Retroscena e recensione sui generis di Suburra, il film-evento di Stefano Sollima, nelle sale da ottobre 2015.
Tratto dall’omonimo libro di Giancarlo De Cataldo e Carlo Bonini, Suburra prende il nome dal quartiere dell’antica Roma in cui non vigevano regole, dedito ai miserabili ed agli esiliati provenienti dall’alta borghesia. Un luogo di periferia che fa da sfondo alle corruzioni ed alla malavita, dove si incrociano le classi disagiate con quelle più abbienti, dove mondi paralleli si incontrano e scendono a patti, a compromessi nella più totale sregolatezza e segretezza.
Sollima rispolvera questo termine adattandolo o per meglio dire, spostandolo geograficamente, non più a quartiere di periferia, bensì allargandolo a tutto il centro di Roma facendoci accorgere di quanto lontana possa essere una via d’uscita ed una salvezza per coloro che credono ancora che esista qualcosa da salvare. Il regista ci toglie la pace; lo fa con una finezza agghiacciante, senza lasciare scampo a nulla. Lo fa ambientando la pellicola subito dopo la caduta del governo Berlusconi, nel 2011 e, come se non bastasse a farci immedesimare abbastanza, fa dimettere anche il papa.
Esalta con opulenza il cedimento e la decadenza del potere estremo sotto tutte le sue forme, compresa quella morale, la civiltà narrata all’interno del film non ha pietà e senso della redenzione, è un noir consigliato a tutti gli appassionati del film di genere. Nonostante la durata, – oltre le due ore – le scene non rallentano, non scendono mai nel “pesante” grazie ad una sorta di suspense strategiche, ma sorprendenti nell’insieme.
La vicenda ruota attorno a due bande criminali e l’intenzione di trasformare il litorale romano, Ostia, in una sorta di immenso luogo di perdizione, una seconda Las Vegas, facendo così intersecare tra loro le vite dei malavitosi interessati a questo progetto, consentendo allo spettatore di fare parte delle loro esistenze – anche secondarie – e dei loro interessi. Per enfatizzare ancora di più la violenza e la tristezza di una capitale che sembra non aver più possibilità di rialzarsi, Roma viene ripresa sempre piovosa, di una pioggia che entra nelle ossa, che spegne gli animi, così impertinente da non volerne più ascoltare il rumore, così costante che sembra parte dominante del marciume generale a cui Sollima ci fa assistere.

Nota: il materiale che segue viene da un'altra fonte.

PR #1863, opened 2018-08-27
PHP fixes

magicsunday:
Various PHP fixes

### DIFF
--- a/app/Date/CalendarDate.php
+++ b/app/Date/CalendarDate.php
@@ -97,7 +97,7 @@ class CalendarDate
     public function __construct($date)
     {
         // Construct from an integer (a julian day number)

Tirando le somme, Suburra si presenta più come una disperata interpretazione dal sapore prettamente gangster americano, pensato per coinvolgere un pubblico più ampio, d’oltreoceano (non a caso è distribuito da Netflix) mantenendo, però, lo stile italiano che per la freddezza estrema si stacca dalle pellicole del Bel Paese a cui siamo abituati. Sollima ha portato aria di novità che non respiravamo da tempo, lo ha fatto senza paura di forzare la mano nel far coesistere tematiche realmente successe (le dimissioni del pontefice Ratzinger, avvenute nel 2013) per dare alla narrazione un senso più concreto ed empirico.
Ci regala, così, un quadro ancora più completo, realizzato con dovizia di particolari dei tempi in cui viviamo, per mettere in risalto la pericolosità del mondo di oggi, come se l’autore di Suburra, Di Cataldo nel 2013 sia dotato di uno strano tipo di preveggenza mentre si espande a macchia d’olio l’inchiesta di Mafia Capitale, ed ancora: la similitudine dei personaggi dei clan di Casamonica e Carminati e del ritrovamento vero e proprio di una katana. Il come si narri di una speculazione movimentata dallo IOR che trova luogo proprio verso il lungomare di Ostia fino alla caduta del regno di centro destra di Berlusconi.
Coincidenze? “Io non credo proprio” (per citare un certo Kadmon e metterla tutta sul lato umoristico). E allora cosa si fa? Nascondiamo solo altra polvere sotto i tappeti della morale; e come direbbero gli interessati, citando una frase cult del film: “Non l’ho ucciso io. Lo ha ucciso Roma.”